(Collected data)
______________________________

PR #2, opened 2020-10-13
Create asdf extension for datamodels schemas

eslavich:
This PR adds an extension that registers Roman datamodels schema URIs with asdf.  The test doesn't currently pass, but will when @PaulHuwe's update to the referencefile.schema.yaml `id` field is merged.


PaulHuwe (approved):
Looks okay to me.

______________________________

What the task asks — Give back exactly the lines from the beginning of the records through the line containing "This PR adds", and only those.

Output of the exercise —
PR #2, opened 2020-10-13
Create asdf extension for datamodels schemas

eslavich:
This PR adds an extension that registers Roman datamodels schema URIs with asdf.  The test doesn't currently pass, but will when @PaulHuwe's update to the referencefile.schema.yaml `id` field is merged.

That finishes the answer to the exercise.